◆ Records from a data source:
..........

PR #6467, opened 2025-10-15
feat(jsonrpc): add "input" as field for transaction input

simbadMarino:
**What does this PR do?**
Adds "input" field for transaction input while keeping "data" for legacy and compatibility.

Impacted JSON-RPC API methods:
- eth_call
- eth_estimateGas
- buildTransaction
  

- Align TRON jsonrpc with [EVM new standard](https://github.com/ethereum/go-ethereum/pull/28078) . 
- Reduce development efforts for ETH/EVM developers porting their projects to TRON.
- General EVM tooling compatibility improvements

- Unit Tests
- Manual Testing

**Follow up**
- Probably will need to check further simple improvements like this to increase TRON compatibility with eth json RPC

**Extra details**
- Additional discussions within Foundry devs community: https://github.com/alloy-rs/alloy/issues/2371

### DIFF
--- a/framework/src/main/java/org/tron/core/services/jsonrpc/JsonRpcApiUtil.java
+++ b/framework/src/main/java/org/tron/core/services/jsonrpc/JsonRpcApiUtil.java
@@ -537,4 +537,22 @@ public class JsonRpcApiUtil {
     random.nextBytes(uid);
     return ByteArray.toHexString(uid);
   }
+
+   /**
+   * Check if transaction data parameter is null or empty
+   * Supports both 'data' and 'input' parameters
+   */
+  public static boolean paramTransactionDataIsNull(String data, String input) {
+    return paramStringIsNull(data) && paramStringIsNull(input);
+  }
+  
+  /**
+   * Get transaction data with priority: input > data
+   */
+  public static String getTransactionData(String data, String input) {
+    if (!paramStringIsNull(input)) {
+      return input;
+    }
+    return data;
+  }
 }
--- a/framework/src/main/java/org/tron/core/services/jsonrpc/types/CallArguments.java
+++ b/framework/src/main/java/org/tron/core/services/jsonrpc/types/CallArguments.java
@@ -43,6 +43,9 @@ public class CallArguments {
   private String data;
   @Getter
   @Setter
+  private String input; //Add input parameter to align with Ethereum https://github.com/ethereum/go-ethereum/pull/28078
+  @Getter
+  @Setter
   private String nonce; // not used
 
   /**
@@ -57,8 +60,11 @@ public class CallArguments {
       throw new JsonRpcInvalidRequestException("invalid json request");
     } else if (paramStringIsNull(to)) {
       // data is null
-      if (paramStringIsNull(data)) {
-        throw new JsonRpcInvalidRequestException("invalid json request");
+      if (paramStringIsNull(input)) {
+        if(paramStringIsNull(data))
+        {
+          throw new JsonRpcInvalidRequestException("invalid json request"); //If both input and data are bnull throw an error, take input as priority
+        }
       }
 
       contractType = ContractType.CreateSmartContract;
@@ -85,5 +91,27 @@ public class CallArguments {
 
   public long parseValue() throws JsonRpcInvalidParamsException {
     return parseQuantityValue(value);
+  }
+
+    /**
+   * Get the transaction data, supporting both 'data' and 'input' parameters
+   * for Ethereum compatibility. 'input' takes precedence if both are provided.
+   * 
+   * @return the transaction data/input
+   */
+  public String getTransactionData() {
+    // Prioritize 'input' for Ethereum compatibility
+    if (StringUtils.isNotEmpty(input)) {
+      return input;
+    }
+    return data;
+  }
+
+  /**
+   * Set transaction data, updating the appropriate field based on which was used
+   */
+  public void setTransactionData(String transactionData) {
+    // For backward compatibility, default to setting 'data'
+    this.data = transactionData;
   }
 }
--- a/framework/src/main/java/org/tron/core/services/jsonrpc/types/CallArguments.java
+++ b/framework/src/main/java/org/tron/core/services/jsonrpc/types/CallArguments.java
@@ -43,10 +43,10 @@ public class CallArguments {
   private String data;
   @Getter
   @Setter
-  private String input; //Add input parameter to align with Ethereum https://github.com/ethereum/go-ethereum/pull/28078
+  private String nonce; // not used
   @Getter
   @Setter
-  private String nonce; // not used
+  private String input; //Add input parameter to align with Ethereum https://github.com/ethereum/go-ethereum/pull/28078
 
   /**
    * just support TransferContract, CreateSmartContract and TriggerSmartContract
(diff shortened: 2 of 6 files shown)


0xbigapple:
Good job! Maybe this pr can be added in the next version, along with some other related interface changes. The features for release 4.8.1 are already close to being ready,  and I think it may be too late to include this in this version.

lvs0075:
This feature has been included in the discussions for version 4.8.2

framework/src/main/java/org/tron/core/services/jsonrpc/types/CallArguments.java
```diff
@@ -57,8 +60,11 @@ public ContractType getContractType(Wallet wallet) throws JsonRpcInvalidRequestE
       throw new JsonRpcInvalidRequestException("invalid json request");
     } else if (paramStringIsNull(to)) {
```
waynercheung, line 61: The new `input` support is validated with `paramStringIsNull(...)`, but later resolved with `StringUtils.isNotEmpty(...)` in `getTransactionData()`.

Those are not equivalent in this codebase because `paramStringIsNull("0x") == true`, while `StringUtils.isNotEmpty("0x") == true`.

That creates an inconsistent flow where the request can be validated based on `data`, but then executed using `input`, silently discarding the actual calldata / bytecode.

  Concrete example:
  - `to == null`
  - `input == "0x"`
  - `data == "0x6080..."`

Please use one canonical transaction-data resolver and one emptiness definition everywhere.

framework/src/main/java/org/tron/core/services/jsonrpc/types/CallArguments.java
```diff
@@ -86,4 +92,26 @@ public ContractType getContractType(Wallet wallet) throws JsonRpcInvalidRequestE
...
     return parseQuantityValue(value);
   }
+
+    /**
+   * Get the transaction data, supporting both 'data' and 'input' parameters
+   * for Ethereum compatibility. 'input' takes precedence if both are provided.
+   * 
+   * @return the transaction data/input
+   */
+  public String getTransactionData() {
```
waynercheung, line 102: The `input > data` priority is correct, but the conflict case is still undefined.

If both `input` and `data` are provided with different values, the current implementation silently prefers `input`. That makes caller mistakes hard to detect and diverges from geth, which rejects the request explicitly.

Please add a shared conflict check for:
- both fields present
 - both non-empty under the project's own null/empty rules
- values not equal

and return a clear params error instead of silently swallowing one side.

framework/src/main/java/org/tron/core/services/jsonrpc/JsonRpcApiUtil.java
```diff
@@ -537,4 +537,22 @@ public static String generateFilterId() {
     random.nextBytes(uid);
     return ByteArray.toHexString(uid);
   }
+
+   /**
+   * Check if transaction data parameter is null or empty
+   * Supports both 'data' and 'input' parameters
+   */
+  public static boolean paramTransactionDataIsNull(String data, String input) {
```
waynercheung, line 545: These helpers(`paramTransactionDataIsNull` and `getTransactionData`) look like the intended canonical implementation, but they are not actually used by `CallArguments` / `BuildArguments`.

Right now the PR adds a shared utility and still keeps separate local implementations, and those implementations already differ on `"0x"` semantics. Please either:
  - make this utility the single source of truth, or
  - remove it

but avoid leaving the refactor half-done.

framework/src/main/java/org/tron/core/services/jsonrpc/types/CallArguments.java
```diff
@@ -86,4 +92,26 @@ public ContractType getContractType(Wallet wallet) throws JsonRpcInvalidRequestE
...
+    if (StringUtils.isNotEmpty(input)) {
+      return input;
+    }
+    return data;
+  }
+
+  /**
+   * Set transaction data, updating the appropriate field based on which was used
+   */
+  public void setTransactionData(String transactionData) {
```
waynercheung, line 113: `setTransactionData()` is currently unused, and its name is broader than its behavior: it only writes `data`, not `input`.

That is a maintainability trap for future callers. Please either remove it, or document very explicitly why it only updates `data`.

framework/src/test/java/org/tron/core/services/jsonrpc/CallArgumentsTest.java
```diff
@@ -28,7 +28,7 @@ public class CallArgumentsTest extends BaseTest {
   public void init() {
```
waynercheung, line 28: It has the same problem as `BuildArgumentsTest.java:39`

waynercheung (changes requested):
Thanks for the contribution. The direction is valuable and aligning TRON JSON-RPC with the Ethereum `input` field is the right goal, but I don’t think this is merge-ready yet.

1. The new `input` / `data` handling is internally inconsistent.
Validation currently uses `paramStringIsNull(...)`, while resolution uses `StringUtils.isNotEmpty(...)`.
In this codebase those are not equivalent, especially for `"0x"`, so the same request can be validated using one field and executed using the other.

2. Conflict behavior is still undefined.
When both `input` and `data` are provided with different values, the implementation silently prefers `input`. Please reject that case explicitly with a clear params error rather than dropping one side.

3. Test coverage is insufficient.
The updated tests only adapt constructor signatures and do not assert the new compatibility behavior. Please add explicit coverage for the supported combinations and the `"0x"` edge cases.

4. `setTransactionData()` is unused and misleading as currently implemented.
5. The new helpers in `JsonRpcApiUtil` are not wired in, so the refactor is left half-done.
6. There are a few minor style issues in `CallArguments` that should be cleaned up before merge.

**Process note**
This PR is opened from the fork’s `develop` branch and currently includes a merge commit from an internal fork PR. That is not a correctness issue by itself, but it makes review scope more mutable and the history noisier than necessary. For follow-up changes, please prefer a dedicated feature branch rebased onto the latest upstream `master` or `develop`, and keep the PR branch frozen during review.

simbadMarino:
Hi @waynercheung , thanks a lot for the detailed review and changes suggestions. I will proceed to with the edits as soon as possible!

waynercheung:
Hi @simbadMarino, thanks again for working on this! We noticed there haven't been any updates since your last reply. Just checking in - have you had a chance to start on the revisions, or have you run into any blockers we can help with?

We're keen to move this forward and are happy to assist if anything is unclear from the review comments. Could you give us a rough sense of your expected timeline for the changes?

If it turns out you're not able to get to this in the near future, please let us know - we may need to pick it up on our end to keep things on schedule. No pressure either way, just want to make sure we're aligned. Thanks!

simbadMarino:
> Hi @simbadMarino, thanks again for working on this! We noticed there haven't been any updates since your last reply. Just checking in - have you had a chance to start on the revisions, or have you run into any blockers we can help with?
> 
> We're keen to move this forward and are happy to assist if anything is unclear from the review comments. Could you give us a rough sense of your expected timeline for the changes?
> 
> If it turns out you're not able to get to this in the near future, please let us know - we may need to pick it up on our end to keep things on schedule. No pressure either way, just want to make sure we're aligned. Thanks!

Hi @waynercheung , apologies for the delays, I've been low on bandwidth recently, I inspected the review comments and even when the changes might not feel like a huge effort I indeed foresee some back and forth and iterations if I proceed by myself and prefer no to slow down or even compromise the introduction of this feature in the next release. 

Having said that, I consider i would be much more efficient for you guys to pick it up from here.

Let me know how to proceed with this PR. 

Thank you!

waynercheung:
Hi @simbadMarino , thanks for the update - we really appreciate you taking the time to review the comments.

Completely understood your situation. I will take it from here and push the remaining changes. This PR will be closed, but your contribution and the groundwork you've laid here will absolutely be carried forward.

Thanks again for kicking this off - it's genuinely appreciated!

..........

◆ WORK ORDER:
Look through the records above and please copy every line in which the string "done" occurs.

◆ EXERCISE SOLUTION:
but avoid leaving the refactor half-done.
5. The new helpers in `JsonRpcApiUtil` are not wired in, so the refactor is left half-done.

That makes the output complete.